# New website for cult of personality!



## Bwain no more (May 18, 2005)

*New website for Cult of Personality Productions!*

I have FINALLY (with a GREAT deal of help from my friends over at the Clubhouse) launched a website to sell resin replacement parts for the classic Aurora monsters, as well as upgrades for current releases from Moebius, Round 2 and even a few from Monarch. The site features my own parts line as well as several upgrade sets from Posthumous Productions, including their entire "Shoulda" kit line which are 1/8 scale fullblown kits designed to fit right in with the classic Auroras we all know and love. I am currently offering free shipping by Priority Maill in the Continental United States, so now would be a GREAT time to order! The site can be found at www.copp.headplug.com :thumbsup:
Thanks for looking!
Tom Parker
Cult of Personality Productions


----------



## Mark McGovern (Apr 25, 1999)

Tom,

IT'S ABOUT FREAKIN' TIME!!!

Sorry, I got carried away. No disrespect to Steve, but your site makes life much easier for the rest of us. I love the way you can zoom in on stuff. Adding 'COPP' to my list of Favorites..._now_.


----------



## MonsterModelMan (Dec 20, 2000)

Tom,

It looks GREAT!

Now we have an easy way to order stuff from you online!:thumbsup:

MMM


----------



## Bwain no more (May 18, 2005)

Ummmmm, thanks, but BOTH of you guys have ALWAYS known how to get ahold of me, LOL. BTW Bob, Jay and I WILL be back at Chiller in October! :thumbsup:
Tom


----------



## djnick66 (May 2, 2008)

Awesome. I know I will buy some more stuff (not that I will not buy stuff from Cult too)


----------



## Tim Casey (Dec 4, 2004)

That stuff is SO cool.....


----------



## spideydroogy (Oct 15, 2010)

Very cool website. Glad to be able to see everything you offer in one place. Thanks for posting.


----------



## Jimmy B (Apr 19, 2000)

From your hard work straight to my favorites folder
Thanks to Tom and everyone involved


----------



## david-5877 (Mar 14, 2000)

Great site Tom, I still need to place that order for the Dark Shadows Werewolf head and nameplate.


----------



## Just Plain Al (Sep 7, 1999)

Nice site Tom, added to my favorites!!!:wave:


----------



## Tanis-uk (Jan 8, 2011)

No postage to the UK


----------



## rkoenn (Dec 18, 2007)

Great to see you doing this Tom. I've got 4 or 5 of your products that I bought from Cult. Will you still be selling through Steve?


----------



## Bwain no more (May 18, 2005)

No FREE shipping to the UK. Best way to order for the UK is to email me at [email protected] so I can get shipping calculated and give you my PayPal info directly. As for CultTVMan, Steve carries the products HE chooses to carry, that should not change. :thumbsup:
Not all products are in stock 24/7, so please allow 4-6 weeks for delivery, particularly on the Posthumous items. Also, I DO have plastic kits onhand for MOST of the parts sets offered, we just don't have them up on the site yet, feel free to ask! 
THANKS!
Tom


----------



## Tanis-uk (Jan 8, 2011)

Bwain no more said:


> No FREE shipping to the UK. Best way to order for the UK is to email me at [email protected] so I can get shipping calculated and give you my PayPal info directly.
> THANKS!
> Tom


:thumbsup: Thats Great


----------



## resinman (Dec 26, 2007)

Looks good ..was long overdue Tom.


----------



## John P (Sep 1, 1999)

Excellent, excellent, and excellent! Congrats, Tom!


----------



## Mark McGovern (Apr 25, 1999)

Bwain no more said:


> ...you guys have ALWAYS known how to get ahold of me...

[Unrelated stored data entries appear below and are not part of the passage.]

PR #3352, opened 2018-06-18
WIP: Add emacs 26.1

timvisher:
Problems
--------

- Though I am depending on ncurses, I get an [error during the build][].
  Some variable appears to not be being set to allow emacs to know where
  to find libncurses.so.6

  ```
  ./temacs --batch  --load loadup bootstrap
  ./temacs: error while loading shared libraries: libncurses.so.6: cannot open shared object file: No such file or directory
  ```

This feels like something I'm doing wrong here rather than something
that I'm not understanding about the emacs build process.

[error during the build]: https://gist.github.com/bc2855136b3f9933599d1368c5892325

_Motivation:_ Adding emacs 26.1, need help with `cross-cc` tooling.

### Checklist


timvisher:
ping :)

Safihre:
After it fails, did you try to find `libncurses.so.6` file on your system in the `spksrc` folder after it stops? You probably need to somehow tell it where to look for linking. 
I'm not a true expert on this myself, but managed by tweaking some of the `FLAGS` or command-line parameters.

cross/emacs/Makefile
```diff
@@ -0,0 +1,17 @@
...
+PKG_DIR = $(PKG_NAME)-$(PKG_VERS)
+
+DEPENDS = cross/gnutls cross/ncurses
+
+HOMEPAGE = https://www.gnu.org/software/emacs/
+COMMENT  = Emacs is the extensible, customizable, self-documenting real-time display editor.
+LICENSE  = GPLv3
+
+GNU_CONFIGURE = 1
+CONFIGURE_ARGS = --without-x --with-gnutls --prefix=/usr/local
```
ymartin59: Please remove `prefix` option. Framework set it already at expected location

spk/emacs/Makefile
```diff
@@ -0,0 +1,26 @@
...
+RELOAD_UI = no
+DISPLAY_NAME = Emacs
+STARTABLE = no
+BETA = 1
+CHANGELOG = Add emacs 26.1
+
+HOMEPAGE   = https://www.gnu.org/software/emacs/
+LICENSE    = GPLv3
+
+INSTALLER_SCRIPT = src/installer.sh
```
ymartin59: These two lines and corresponding files can be removed and replaced by generic installer support - controlled by `STARTABLE = no`

spk/emacs/Makefile
```diff
@@ -0,0 +1,26 @@
...
+SSS_SCRIPT       = src/dsm-control.sh
+
+INSTALL_PREFIX = /usr/local/$(SPK_NAME)
```
ymartin59: As already default value, please remove `INSTALL_PREFIX`

spk/emacs/Makefile
```diff
@@ -0,0 +1,26 @@
...
+
+POST_STRIP_TARGET = tmux_extra_install
```
ymartin59: Please discard if no `emacs_extra_install` target is useful yet.

timvisher:
I applied all the changes you asked for. Sadly it didn't resolve my problems. FWIW, it appears that emacs is maybe [using a non-standard method of determining where to look for ncurses](https://git.savannah.gnu.org/cgit/emacs.git/tree/configure.ac?h=emacs-26.1#n4023), but I've been unable to locate any instructions on libncurses specifically regarding emacs builds.

I've picked apart the `configure` run command to look for potential errors in the `LDFLAGS` variable but it all looks good to me and the directory it mentions indeed contains `libncurses.so.6`.

I've reached out for help on the mailing list so maybe someone there will be able to help me out.

timvisher:
Someone got back to me on [the emacs list](https://lists.gnu.org/archive/html/help-gnu-emacs/2018-08/msg00041.html). They think this has a somewhat dubious chance of success unfortunately. But if there's anything in their message that you can speak to please do. :)

timvisher:
Got some news! I was able to get the temacs step to run by hand using the advice that Noam gave me on the mailing list. Can you give me any ideas how I could work this into the spksrc build process?

```
vagrant@debian-8:~/spksrc/spk/emacs/work-apollolake-6.1/emacs-26.1/src$ LD_LIBRARY_PATH=../../install/var/packages/emacs/target/lib/ ./temacs --batch --load loadup
bootstrap
Loading loadup.el (source)...
Using load-path (/home/vagrant/spksrc/spk/emacs/work-apollolake-6.1/emacs-26.1/lisp /home/vagrant/spksrc/spk/emacs/work-apollolake-6.1/emacs-26.1/lisp/emacs-lisp /home/vagrant/spksrc/spk/emacs/work-apollolake-6.1/emacs-26.1/lisp/progmodes /home/vagrant/spksrc/spk/emacs/work-apollolake-6.1/emacs-26.1/lisp/language /home/vagrant/spksrc/spk/emacs/work-apollolake-6.1/emacs-26.1/lisp/international /home/vagrant/spksrc/spk/emacs/work-apollolake-6.1/emacs-26.1/lisp/textmodes /home/vagrant/spksrc/spk/emacs/work-apollolake-6.1/emacs-26.1/lisp/vc)
Loading emacs-lisp/byte-run...
…
Finding pointers to doc strings...done
Dumping under the name emacs
87479 pure bytes used
```

timvisher:
This also made it all the way to the stripping step.

```
vagrant@debian-8:~/spksrc/spk/emacs$ LD_LIBRARY_PATH=$PWD/work-apollolake-6.1/install/var/packages/emacs/target/lib/ make arch-apollolake
```

cross/emacs/PLIST
```diff
@@ -0,0 +1 @@
+bin:bin/emacs
```
ymartin59: You should include here all files required to be packaged with proper "type": https://github.com/SynoCommunity/spksrc/wiki/PLIST-files
So "lnk" has to be used for `bin/emacs`

timvisher: I will give that a try. Any ideas on the `LD_LIBRARY_PATH` problem?

timvisher:
With that change in place I was able to run the following without error on a clean tree.

```
vagrant@debian-8:~/spksrc/spk/emacs$ LD_LIBRARY_PATH=$PWD/work-apollolake-6.1/install/var/packages/emacs/target/lib/ make arch-apollolake
```

I'm unsure exactly what I need to do to verify that emacs can launch cleanly though, and I'm still not sure how to configure `LD_LIBRARY_PATH` correctly.

ymartin59:
You have to include required libraries or other resources in PLIST file so everything is embedded in package.
- Refer to documentation: https://github.com/SynoCommunity/spksrc/wiki/PLIST-files
- Inspire from ffmpeg: https://github.com/SynoCommunity/spksrc/blob/master/cross/ffmpeg/PLIST

It is expected you cannot run binary "as is" because dynamic linkage expects some specific location you may inspect with `ldd`.

timvisher:
I added 

```
lnk:lib/libncurses.so
lnk:lib/libncurses.so.6
lib:lib/libncurses.so.6.1
```

to the changeset and ran:

```
vagrant@debian-8:~/spksrc/spk/emacs$ make arch-apollolake
```

and failed again at the `temacs` step.

And again, `make clean` then

```
vagrant@debian-8:~/spksrc/spk/emacs$ LD_LIBRARY_PATH=$PWD/work-apollolake-6.1/install/var/packages/emacs/target/lib/ make arch-apollolake
```

worked. Any thoughts on how to inform spksrc that `LD_LIBRARY_PATH` needs to be set for this build to include the target lib dir or similar?

timvisher:
Ping. :)

timvisher:
Any new thoughts here?

m4tt075:
@timvisher Just looked into this, trying to help. Unfortunately, I've not been able to find a quick fix either. This does not mean anything. Others might be able to help you. In any case, I found some insights that cross-compilation of `emacs` might not be straight-forward in the answer linked here:
https://stackoverflow.com/questions/46746976/how-to-cross-compile-emacs-for-ios
Maybe(!), there is is way building `emacs` natively first (like for the `mono` package for instance), but frankly, not sure it is worth the effort, if you can use `nano` instead.

timvisher:
@m4tt075 Thanks for trying to help! In this instance I have basically no interest in emacs as an editor and much interest in emacs as an IRC client. :)

`nano` is fine for a readline based editor, as you pointed out, and I really don't want to take the plunge into `irssi`.

m4tt075:
@timvisher Ah, ok. Interesting. And `znc`?

timvisher:
@m4tt075 Yeah. I just really like my emacs set up. :)

https://xkcd.com/1782/

m4tt075:
@timvisher Ahhh, that is YOU!  *LOL*
Very well. You have my empathy! Good luck with your package. Maybe someone else can step in...

ymartin59:
I have found out what is wrong. After emacs binary is cross-compiled, build process goes on compiling lisp thanks to temacs binary - which may not be runnable on compile system (if for another architecture like ARM).
My option is that lisp compilation has to be postponed to package postinstallation where temacs binary is runnable - the same way Python compiles its libaries https://github.com/SynoCommunity/spksrc/blob/master/spk/python3/src/service-setup.sh#L18

ymartin59:
References: https://stackoverflow.com/questions/46746976/how-to-cross-compile-emacs-for-ios
So there is chance a package can be created "easily" for x64 platforms but other architecture would require to tweak Emacs build process.

ymartin59:
Even try to go further building x64 for amd64 only adding `export LD_LIBRARY_PATH=/spksrc/spk/emacs/work-x64-5.2/install/var/packages/emacs/target/lib/`
but then "dumping" complains:
```
Dumping under the name emacs
**************************************************
Warning: Your system has a gap between BSS and the
heap (12297400 bytes).  This usually means that exec-shield
or something similar is in effect.  The dump may
fail because of this.  See the section about
exec-shield in etc/PROBLEMS for more information.
**************************************************
```
Because building in Docker context if I guess right.

hgy59:
closing due to lack of support for cross compilation (see https://stackoverflow.com/questions/46746976/how-to-cross-compile-emacs-for-ios)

Yeah, but it's more convenient to see all your stuff in one place at one time. Plus the presentation is so very well done. So now, we know how to get ahold of you even better.

heh heh


----------



## SJF (Dec 3, 1999)

It's a great site, one that's set up very nicely. Good to see you finally get your own online shop, Tom!

Sean


----------



## apls (Dec 5, 2005)

Amen!!!!!! What's coming up for October?


----------



## geoffdude (Mar 31, 2009)

Looks good. :thumbsup:

Couple of web design/layout feedback thoughts.

- A "Home" button is needed for any page deeper than home, for easy return (Real issue though is new tabs opening for every page.. leaving the page you were on.. See below)

- Maybe make your COPP logo a link to return to home page

- Opening a new tab (instead of going to a new page) breaks the natural flow for the order page. I want to hit the back button, as most would... but can't go back because I'm in a new tab. It's a bit of a disconnect from the ordering process. The other "alert" type pages work fine in that "open in new tab" function style if that's still wanted. (Though I would place them all on one page, as general info, with an anchor link to each topic) but this works too

- Some item tables are nested within another master table causing distracting extra borders (Dr Frankenstien, Inv Man areas)

*Just a few tweaks, super easy, but will help overall function and layout.

My inner (and professional) web designer coming out. 

Regards,

Geoff


----------



## The Batman (Mar 21, 2000)

Mark McGovern said:


> Tom,
> 
> IT'S ABOUT FREAKIN' TIME!!!


I'll second that!!!!

- GJS


----------